Aiutatelo a trovare il suo oggetto transizionale

Un bambino piccolo non è in grado di tollerare a lungo la separazione dalla mamma; il fatto di non vederla per lungo tempo diventa fonte di angoscia perché teme che non tornerà più. Col passare del tempo il bambino impara che le cose che escono dal suo campo visivo non sono irrimediabilmente perse come crede, possono tornare e continuare a fornire lo stesso conforto di prima…mamma inclusa! per poter tollerare meglio il periodo di tempo che lo separa dal nuovo abbraccio della mamma, molti bambini (non tutti) si affezionano in modo particolarmente intenso ad un oggetto: un gioco, una bambola, una coperta, un maglioncino. Questo diventa il loro oggetto transizionale; una specie di “sostituto” toccabile, ciucciabile ed abbracciabile del legame con la mamma, il cui scopo è quello di rendere meno intollerabile la separazione…guai, quindi, a lavarli o a dimenticarli a casa quando si parte per le vacanze! Il fatto che il bambino si trovi un suo oggetto transizionale è assolutamente positivo; nel caso in cui il cucciolo sia ancora troppo piccolo per scegliersene uno da solo, potreste aiutarlo proponendogliene uno voi. Nel caso di un neonato, ad esempio, un aiuto concreto per il superamento delle lunghe ore notturne, in cui mamma e papà sono meno facilmente raggiungibili, potrebbe essere il posizionare un pupazzo o un fazzoletto nella culla; oggetto che i genitori si saranno tenuti nel lettone per un paio di notti in modo da fargli assorbire il loro odore. Sentire nel lettino il profumo di mamma e papà è estremamente confortante per i bambini più piccoli e li aiuta a rilassarsi. Nel caso di bambini più grandi che ancora non hanno scoperto il loro oggetto transizionale (alcuni bambini non ne faranno mai uso, ma non vuol dire che non vogliano bene a mamma o che abbiano qualcosa che non va), un modo per aituarli in questa impresa potrebbe essere chiedere a loro, quando vanno a letto, se c’è un gioco che quella notte potrebbe sentirsi da solo nel cestone e invitarlo a fare la nanna con lui…pian piano la scelta si ridurrà ad un oggetto ben preciso, che non avrà più bisogno di essere invitato nel lettino…ci si trasferirà definitivamente e correrà in soccorso del suo migliore amico anche nei momenti di maggiore crisi!

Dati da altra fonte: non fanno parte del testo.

PR #25, opened 2021-01-25
Fix event sort bug and use external_id to attach runtime with operator

gaoteng-git:
1. Fix the bug: sort operator events by "(x.start_time, -x.end_time)".
2. Use external_id to attach RuntimeNode with OperatorNode. To handle the case "when RuntimeNode has duration 0 and starts at same time as a OperatorNode, just use interval containing relationship can't tell it is child or brother of the OperatorNode."
    2.1 In "remove_dup_nodes", give removed node's runtimes to father node.
    2.2 Handle runtime with external_id=0. Attach them to root node of calling tree.

### DIFF
--- a/tb_plugin/tensorboard_plugin_torch_profiler/profiler/module_parser.py
+++ b/tb_plugin/tensorboard_plugin_torch_profiler/profiler/module_parser.py
@@ -4,8 +4,8 @@
 
 import sys
 
-from .. import utils
 from .trace import EventTypes
+from .. import utils
 
 logger = utils.get_logger()
 
@@ -28,7 +28,8 @@ class HostNode(BaseNode):
 class OperatorNode(HostNode):
     def __init__(self):
         super(OperatorNode, self).__init__()
-        self.children = []
+        self.children = []  # OperatorNode and ProfilerStepNode.
+        self.runtimes = []  # RuntimeNode
         self.input_shape = None
         self.self_host_duration = 0
         self.self_device_duration = 0
@@ -38,10 +39,10 @@ class OperatorNode(HostNode):
         for child in self.children:
             self.device_duration += child.device_duration
             # To be consistent with pytorch autograd profiler.Include child Runtime time as self time.
-            if child.type != EventTypes.RUNTIME:
-                self.self_host_duration -= (child.end_time - child.start_time)
-            if isinstance(child, RuntimeNode):
-                self.self_device_duration += child.device_duration
+            self.self_host_duration -= (child.end_time - child.start_time)
+        for rt in self.runtimes:
+            self.device_duration += rt.device_duration
+            self.self_device_duration += rt.device_duration
 
 
 class ProfilerStepNode(OperatorNode):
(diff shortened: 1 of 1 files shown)


tb_plugin/tensorboard_plugin_torch_profiler/profiler/module_parser.py
```diff
@@ -235,9 +243,16 @@ def build_node(node, event):
                             logger.warning(
                                 "Runtime and Device-op have same correlation id but with different external id!"
                             )
-                if not tid in tid2list:
-                    tid2list[tid] = []
-                tid2list[tid].append(rt_node)
+                if rt_node.external_id in externalid_to_runtime:
+                    externalid_to_runtime[rt_node.external_id].append(rt_node)
+                else:
+                    externalid_to_runtime[rt_node.external_id] = [rt_node]
```
guyang3532, line 249: Is this external_id unique in multi-threads scenario?

tb_plugin/tensorboard_plugin_torch_profiler/profiler/module_parser.py
```diff
@@ -300,14 +315,30 @@ def parse_kernels(kernel_list):
...
-            parse_event(event, corrid_to_device, corrid_to_runtime, tid2list)
-        for tid, host_node_list in tid2list.items():
-            host_node_list.sort(key=lambda x: (x.start_time, x.end_time))
-            root_node = self._build_tree(host_node_list)
+            parse_event(event, corrid_to_device, corrid_to_runtime, externalid_to_runtime, tid2list, tid2rt_list)
+        # associate CUDA Runtimes with CPU events
+        for _, op_list in tid2list.items():
+            for op in op_list:
+                if op.external_id in externalid_to_runtime:
+                    op.runtimes.extend(externalid_to_runtime[op.external_id])
```
guyang3532, line 336: Do you want to add a check that if any runtime has external id that doesn't correspond to any op?

tb_plugin/tensorboard_plugin_torch_profiler/profiler/module_parser.py
```diff
@@ -300,14 +315,30 @@ def parse_kernels(kernel_list):
...
+        for tid, op_list in tid2list.items():
+            rt_list = tid2rt_list[tid] if tid in tid2rt_list else []
```
guyang3532, line 338: Rename this 'rt_list' to 'zero_rt_list' 'extra_rt_list' or something else? it will easy to understand.

tb_plugin/tensorboard_plugin_torch_profiler/profiler/module_parser.py
```diff
@@ -109,30 +110,34 @@ def __init__(self):
...
-                            if tail_node.type != EventTypes.RUNTIME:
-                                if (node.type == EventTypes.RUNTIME and
-                                        node.external_id != 0 and
-                                        tail_node.external_id != node.external_id):
-                                    logger.warning("Operator contains Runtime but with different external id!")
-                                tail_node.children.append(node)
-                                node_stack.append(node)
-                            else:
-                                logger.error("Error in input data: runtime range should not have children!")
+                            if (node.type == EventTypes.RUNTIME and
```
guyang3532, line 129: this node.type == EventTypes.RUNTIME will always be false, right?

tb_plugin/tensorboard_plugin_torch_profiler/profiler/module_parser.py
guyang3532, line 336: Is it necessary to add a check that if any runtime has external_id that is no zero and doesn't correlate to any operator?

tb_plugin/tensorboard_plugin_torch_profiler/profiler/module_parser.py
gaoteng-git: Good question. I double-checked the pytorch code. Now the external id is a static variable inside a function, so it is shared by multi-threads. Because it is atomic type, it is thread safe.
image
But as we see the above TODO, it seems they have plan to make it not unique. But making it not unique will make kernel ambiguous to attach to operator in which thread. I'll contact Gisle to confirm this.

tb_plugin/tensorboard_plugin_torch_profiler/profiler/module_parser.py
gaoteng-git: Thanks. Done.

tb_plugin/tensorboard_plugin_torch_profiler/profiler/module_parser.py
gaoteng-git: Yes. Removed it.

tb_plugin/tensorboard_plugin_torch_profiler/profiler/module_parser.py
gaoteng-git: Good. Done.

guyang3532 (approved):

tb_plugin/tensorboard_plugin_torch_profiler/profiler/module_parser.py
gdankel: That's right - as the comment says we might change the implementation but will still be unique within a single process.

PR #26, opened 2021-01-25
Support collapsible menu

Kingwl:


gaoteng-git:
Cool! However, please commit to tb_plugin branch firstly. Then we can test it more widely before merging to master branch.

Sono perfettamente consapevole del fatto che questi non siano consigli risolutori, ma, come ripeto sempre, non esiste un “manuale della buona nanna”; esiste però la certezza del fatto che abbiamo a che fare con un bambino piccolo che ha bisogno del nostro aiuto e della nostra guida per poter capire, accettare e vivere serenamente un momento così complesso come la separazione per le lunghe ore notturne. Sta a noi genitori, per primi, assicurarci che il messaggio del “ora andiamo a letto” arrivi chiaro e inequivocabile al nostro bambino in modo da poter rendere questa faccenda rassicurante e, perché no, divertente. Se riusciamo a farlo sarà anche più facile isolare le notti in bianco, capirne le cause e lavorare per risolverle o, quantomeno, accettarle come episodi transitori e non viverle come battaglie.